PR #343, opened 2026-06-12
feat(core): named/shared schemas + flatten response allOf

Joehoel:
Emit each OpenAPI definition once as a named/shared schema instead of inlining it at every `$ref`, then flatten `allOf` in response schemas so create/get operations return the full provisioned resource.

Stacked on #341 (the Azure LRO PR) — the first three commits are that PR and drop out once it merges.

### Why

The generator inlined every `$ref` at each use site. For services that concatenate many operations into one file (Azure: ~50 ops in `storage.ts`), inlining a deep resource schema per operation made `tsgo` blow up — so response schemas had to be left as `{ id, name, type }` stubs, which in turn meant the LRO poller resolved the full resource only for the output schema to strip it back.

### What changed

- **Named/shared schemas.** Each definition is emitted once as a const (in a shared `_schemas.ts`; inlined once into the service file for Azure's concatenated layout) and referenced via `Schema.suspend(() => XSchema)`. Cyclic back-edges degrade to `Schema.Unknown` (same as the existing inline `seenRefs` guard) — which also breaks the type-level recursion, so no hand-written `Schema.suspend` annotations are needed. Each schema is type-checked once.
- **Response `allOf` flattening.** With inlining gone, `generateOutputSchema` now flattens the top-level `allOf` inheritance chain, so outputs carry the resource's own + inherited properties:

```diff
- StorageAccountsCreateOutput = { id, name, type, systemData }
+ StorageAccountsCreateOutput = { id, name, type, sku, kind,
+   properties: { provisioningState, … }, … }   // via shared StorageAccountPropertiesSchema
```

Regenerated **Azure** (27M, *smaller* than the prior 32M thanks to dedup) and **Neon**. Other OpenAPI packages keep their committed output until next regenerated.

### Validation

- `tsgo` clean **locally on Neon** (the per-operation path) — proves the named-schema + `suspend` mechanism compiles.
- Azure: `oxlint` 0 errors, `oxfmt --check` clean, and the **live storage smoke test** now asserts `provisioningState: "Succeeded"` end-to-end.
- Azure's full `tsgo` is large; it runs in CI here (the deduped output is smaller than the baseline that already passed CI).


Mkassabov:
Closing this in favor of #390 which rewrote everything to use a single smithy based pipeline

Named/shared schemas are now the emitter's only mode, every shape is emitted once as a named const and referenced through `S.suspend(() => X)`, so there's no inlining path left to opt out of.

The `allOf` flattening moved a stage earlier, it now happens in the OpenAPI -> Smithy converter, which resolves `$ref`s and merges `allOf` bases before any ts is emitted, rather than during output-schema generation.

Thanks @Joehoel for the diagnosis here.

PR #697, opened 2021-06-02
Reuse connection scheme and SSL options from redis-sentinel parameters

ignasbernotas:
Hi! First of all, thank you for this package, it was a pleasure using and reading your code! :)

I'm using Redis 6.2 with Sentinel and self-signed TLS. I wasn't able to get it to work because the TLS details weren't being passed back before making the forwarding connections. This fixes it.

Setting the `scheme` broke some tests (tests were finding the `scheme` prop when none was expected) so I've added the `if ($parameters->scheme !== 'tcp') {` line to bypass that. I'm happy to make adjustments if needed ✌️

I'm using this package with Laravel.


tillkruss:
Thanks for this. Can you add tests as well?

tillkruss:
Please re-submit with a test case.

Issue #699, opened 2021-06-03
Please add count argument to lpop


Miteugene:
lpop command has count argument https://redis.io/commands/lpop
This feature would be very useful.
Thanks!

tillkruss:
Feel free to open a PR with the change 👍

KryDos:
Seems like predis, fortunately, don't require any changes when number of arguments changes for a command. The only thing that could be done is a test case to cover that new argument.

PR #700, opened 2021-06-08
Test optional `count` argument for LPOP

KryDos:
Just added one more test case to test LPOP's optional `count` argument.

First time here, let me know if I could do anything better. 

Related issue: #699


KryDos:
Hm... I wonder if I should update `src/ClientContextInterface` and have `@method $this lpop($key, $count = null)`
Let me know if update is needed.

PR #681, opened 2021-02-17
Fix no sentinel server available for autodiscovery on Swoole

Linc70J:
Question:
In the Swoole to close or restart sentinel may cause the node invalidation forever,
the node deleted because of in the SentinelReplication.php use array_shift($this->sentinels)

Solution:
Using $this->sentinels[$this->sentinelIndex] to replace array_shift($this->sentinels) can solve the problem, also can use  if ($this->sentinelIndex >= count($this->sentinels)) in the same time to replace  if (!$this->sentinels) prevent  undefined offset.

PR #701, opened 2021-06-16
Add sentinels back after connecting to it

guiajlopes:
Hi,

I'm sending this PR to fix an issue where all sentinels go down and you have a long lived php process it will not reconnect to the sentinels because of that and you will receive `throw new \Predis\ClientException('No sentinel server available for autodiscovery.');` all the time after.

The problem is that when we create connections we remove the sentinel from the list of available sentinels ($this->sentinels) and when we do not have any valid connection anymore (it's removed by SentinelReplication:321) it will not be able to reconnect


guiajlopes:
closing in favor #681

PR #706, opened 2021-08-04
Add ReturnTypeWillChange

derrabus:
PHP 8.1 triggers a deprecation warning if a class implements `IteratorAggregate` without specifying a return type for `getIterator()`. Doing so would break PHP 5 compatibility, so I've added the `ReturnTypeWillChange` attribute which tells PHP that the return type will be added in a future release. This way, the error is not triggered.


tillkruss:
Thanks!

PR #710, opened 2021-09-04
Updated set, setex, setexp type hint

### LINKED ISSUE #709: ClientInterface::setex() is supposed to return int but actually returns \Predis\Response\Status
**Describe the bug**
I think that some methods are wrongly described in `ClientInterface`  in `@method` annotations.
This actually cause me lot of issues with Phpstan due to bad method typing.

Can you update the interface and provide the good return type hints please ?

**To Reproduce**
Explained above

**Expected behavior**
Good typed method that actually match the one described in `ClientInterface`  in `@method` annotations.

 - Predis: latest
 - PHP 7.2+
 - Redis Server (not relevant here)
 - OS Windows 10 x64

**Code sample**

Actual code flagged by Phpstan as invalid. 
And I need the return of `setex` to prove the successful operation to the code caller.
```php
        return $this->instance->setex($item->getKey(), $ttl, $this->encode($this->driverPreWrap($item)))->getPayload() === 'OK';
```

**Additional context**
N/A

Geolim4:
This fixes #709

### DIFF
--- a/src/ClientInterface.php
+++ b/src/ClientInterface.php
@@ -15,6 +15,7 @@ use Predis\Command\CommandInterface;
 use Predis\Command\FactoryInterface;
 use Predis\Configuration\OptionsInterface;
 use Predis\Connection\ConnectionInterface;
+use Predis\Response\Status;
 
 /**
  * Interface defining a client able to execute commands against Redis.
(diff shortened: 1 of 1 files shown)


tillkruss:
Thanks!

Your goal
Begin with the line that holds "commands against Redis." and write out each line from there to the end of the material, exactly as it stands. Include nothing else.

The answer
  * Interface defining a client able to execute commands against Redis.
(diff shortened: 1 of 1 files shown)


tillkruss:
Thanks!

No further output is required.